The research by the ESG data intelligence firm, which surveyed 250 European commercial real estate asset managers in the UK, Germany, France, Spain and Italy (50 in each country), also highlights the huge energy cost increases asset managers are experiencing within their portfolios. 

Over half (53%) of those questioned said they had seen energy costs rise by over 51% across their commercial real estate portfolios. Staggeringly, of these, 18% cited a massive increase of between 71% and 90% in the cost of their energy.

The need for more energy-efficient commercial buildings is also highlighted by the increase in green premiums - the higher pricing power of more sustainable buildings. The research reveals that over half (56%) are seeing an uplift of 11% to 15% and a further 28% said they had experienced a 5% to 10% increase in value, reflecting the growing demand for more efficient buildings from occupiers and the people that use them.

At the other end of the scale, 82% expect the energy crisis to cause a dramatic increase in unoccupied buildings that do not perform well when it comes to energy efficiency.

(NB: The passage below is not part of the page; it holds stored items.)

PR #15084, opened 2021-07-24
Add hook for vehicle crashes to plugin api

andrewpratt64:
- Add a new `vehicle.crash` hook to the api
  - Fires whenever a vehicle crashes, i.e. the moment the car explodes and it's in-game reads "Crashed!"
  - Callback function for the hook contains a single argument of type `VehicleCrashArgs`
- `VehicleCrashArgs` contains information about a vehicle crash
  - Property `id` is the numeric id of the car entity of type `Car`
  - Property `crashIntoType` is of type `VehicleCrashIntoType`
- `VehicleCrashIntoType` describes what the vehicle crashed into before exploding
  - A value of `"another_vehicle"` means the car collided with another car on the track
  - A value of `"land"` means the vehicle crashed into solid terrain
  - A value of `"water"` means the vehicle landed in water

### DIFF
--- a/src/openrct2/ride/Vehicle.cpp
+++ b/src/openrct2/ride/Vehicle.cpp
@@ -24,6 +24,8 @@
 #include "../platform/platform.h"
 #include "../rct12/RCT12.h"
 #include "../scenario/Scenario.h"
+#include "../scripting/HookEngine.h"
+#include "../scripting/ScriptEngine.h"
 #include "../util/Util.h"
 #include "../windows/Intent.h"
 #include "../world/Map.h"
@@ -3598,6 +3600,23 @@ void Vehicle::UpdateCollisionSetup()
 
         train->sub_state = 2;
 
+#ifdef ENABLE_SCRIPTING
+        auto& hookEngine = OpenRCT2::GetContext()->GetScriptEngine().GetHookEngine();
+        if (hookEngine.HasSubscriptions(OpenRCT2::Scripting::HOOK_TYPE::VEHICLE_CRASH))
+        {
+            auto ctx = OpenRCT2::GetContext()->GetScriptEngine().GetContext();
+
+            // Create event args object
+            auto obj = OpenRCT2::Scripting::DukObject(ctx);
+            obj.Set("id", train->sprite_index);
+            obj.Set("crashIntoType", "another_vehicle");
+
+            // Call the subscriptions
+            auto e = obj.Take();
+            hookEngine.Call(OpenRCT2::Scripting::HOOK_TYPE::VEHICLE_CRASH, e, true);
+        }
+#endif
+
         OpenRCT2::Audio::Play3D(OpenRCT2::Audio::SoundId::Crash, { train->x, train->y, train->z });
 
         ExplosionCloud::Create({ train->x, train->y, train->z });
@@ -5334,6 +5353,23 @@ void Vehicle::CrashOnLand()
     }
     SetState(Vehicle::Status::Crashed, sub_state);
 
+#ifdef ENABLE_SCRIPTING
+    auto& hookEngine = OpenRCT2::GetContext()->GetScriptEngine().GetHookEngine();
+    if (hookEngine.HasSubscriptions(OpenRCT2::Scripting::HOOK_TYPE::VEHICLE_CRASH))
+    {
+        auto ctx = OpenRCT2::GetContext()->GetScriptEngine().GetContext();
+
+        // Create event args object
+        auto obj = OpenRCT2::Scripting::DukObject(ctx);
+        obj.Set("id", sprite_index);
+        obj.Set("crashIntoType", "land");
+
+        // Call the subscriptions
+        auto e = obj.Take();
+        hookEngine.Call(OpenRCT2::Scripting::HOOK_TYPE::VEHICLE_CRASH, e, true);
+    }
+#endif
+
     if (!(curRide->lifecycle_flags & RIDE_LIFECYCLE_CRASHED))
     {
         auto frontVehicle = GetHead();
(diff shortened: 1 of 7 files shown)


src/openrct2/ride/Vehicle.cpp
```diff
@@ -3598,6 +3600,23 @@ void Vehicle::UpdateCollisionSetup()
 
         train->sub_state = 2;
 
+#ifdef ENABLE_SCRIPTING
```
duncanspumpkin, line 3603: all of the other crash hooks only do the train head. Why for this one do you want all of the train cars?

src/openrct2/scripting/HookEngine.cpp
```diff
@@ -31,6 +31,7 @@ HOOK_TYPE OpenRCT2::Scripting::GetHookType(const std::string& name)
         { "ride.ratings.calculate", HOOK_TYPE::RIDE_RATINGS_CALCULATE },
         { "action.location", HOOK_TYPE::ACTION_LOCATION },
         { "guest.generation", HOOK_TYPE::GUEST_GENERATION },
+        { "vehicle.crash", HOOK_TYPE::VEHICLE_CRASH},
```
IntelOrca, line 34:
```suggestion
        { "vehicle.crash", HOOK_TYPE::VEHICLE_CRASH },
```

src/openrct2/ride/Vehicle.cpp
andrewpratt64: Unless if I'm misunderstanding how the Vehicle class works, Vehicle::CrashOnLand() and Vehicle::CrashOnWater() is called for each individual car in a train, since the cars can hit the ground at different times. Vehicle::UpdateCollisionSetup() appears to be called for only the car that directly collided with a car from another train, hence the for loop that goes over every car. All three hook calls should fire for all cars in a train, not just the head.

IntelOrca (approved):

src/openrct2/ride/Vehicle.cpp
duncanspumpkin: Oh yeah good point

duncanspumpkin (approved):
This all looks fine but couldn't we turn this into a function call so that you don't repeat code as much

andrewpratt64:
> This all looks fine but couldn't we turn this into a function call so that you don't repeat code as much

I could add a method to Vehicle that takes a sting or an enumerated type for the crashedInto property as an argument

duncanspumpkin:
Just make some static local function that takes the crash type and the vehicle id. That would be fine.
E.g.
```
static void VehicleCrashHook(uint16_t vehicleId, std::string_view crashType)
```

src/openrct2/ride/Vehicle.cpp
```diff
@@ -740,6 +740,34 @@ template<> bool SpriteBase::Is<Vehicle>() const
     return Type == EntityType::Vehicle;
 }
 
+/**
+ * Fires the "vehicle.crash" api hook
+ * @param vehicleId Entity id of the vehicle that just crashed
+ * @param crashId What the vehicle crashed into. Should be either "another_vehicle", "land", or "water"
+ */
+static void FireVehicleCrashHook(const uint16_t vehicleId, const std::string_view crashId)
```
ZehMatt, line 748:
```suggestion
static void InvokeVehicleCrashHook(const uint16_t vehicleId, const std::string_view crashId)
```
Sounds a bit better

src/openrct2/ride/Vehicle.cpp
```diff
@@ -738,6 +740,34 @@ template<> bool SpriteBase::Is<Vehicle>() const
...
+ * Fires the "vehicle.crash" api hook
+ * @param vehicleId Entity id of the vehicle that just crashed
+ * @param crashId What the vehicle crashed into. Should be either "another_vehicle", "land", or "water"
+ */
+static void InvokeVehicleCrashHook(const uint16_t vehicleId, const std::string_view crashId)
+{
+    // If ENABLE_SCRIPTING is not defined, the body of this function is empty.
+    // Calls to this function should probably still be wrapped in a #ifdef to avoid
+    //  unoptimized code from wasting time by calling an empty function
+#ifdef ENABLE_SCRIPTING
```
ZehMatt, line 753: You need to wrap the entire function or you'll get warnings about unused functions when scripting is disabled.

IntelOrca:
Could you increment the scripting API version and update the changelog?

andrewpratt64:
> Could you increment the scripting API version and update the changelog?

Done, prefixed the description in the changelog with [Plugin], I'm assuming it's used for plugin-related changes?

IntelOrca:
@andrewpratt64 plugins can check the API version to see if a feature or compatibility exists or not.

ZehMatt:
We normally rebase the branch instead of merging, could you please correct that?

andrewpratt64:
> We normally rebase the branch instead of merging, could you please correct that?

Okay, I can do that

andrewpratt64:
image

So I got it up to this point where it dosen't have the commits that were just for merging from the upstream, but I'm not really sure what the next step is. I haven't done much with rebasing before lol, I've only ever merged

tupaschoal:
We have a tutorial showing how to rebase and sync with upstream, including how to solve merges:
https://github.com/OpenRCT2/OpenRCT2/wiki/Rebase-and-Sync-fork-with-OpenRCT2

Do try it and let us know if you face difficulties!

IntelOrca:
@andrewpratt64 your rebase was successful, you don't need to do anything else.

IntelOrca:
@andrewpratt64 you need to rebase off the latest version of develop from the main upstream repository to deal with the changelog conflict.

andrewpratt64:
@tupaschoal @IntelOrca Okay, I think I got it now. The tutorial definitely made it easier

src/openrct2/scripting/HookEngine.cpp
```diff
@@ -30,6 +30,7 @@ static const EnumMap<HOOK_TYPE> HooksLookupTable({
     { "ride.ratings.calculate", HOOK_TYPE::RIDE_RATINGS_CALCULATE },
     { "action.location", HOOK_TYPE::ACTION_LOCATION },
     { "guest.generation", HOOK_TYPE::GUEST_GENERATION },
+    { "vehicle.crash", HOOK_TYPE::VEHICLE_CRASH},
```
tupaschoal, line 33:
```suggestion
    { "vehicle.crash", HOOK_TYPE::VEHICLE_CRASH },
```

tupaschoal:
I'm glad it helped! I just fixed a minor clang format issue and if all is well it should be good  to go :)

Those assets with poor energy efficiency will also be sold more quickly than originally planned, according to 81% of respondents.

Commenting on the research findings, Vincent Bryant, CEO and co-founder of Deepki, said: “Businesses across Europe are counting the cost of the energy crisis, and commercial real estate is no exception. 

“However, rather than stopping investment, the sector is taking action, either by accelerating plans to improve the energy efficiency of buildings or to divest those where the performance is particularly low.”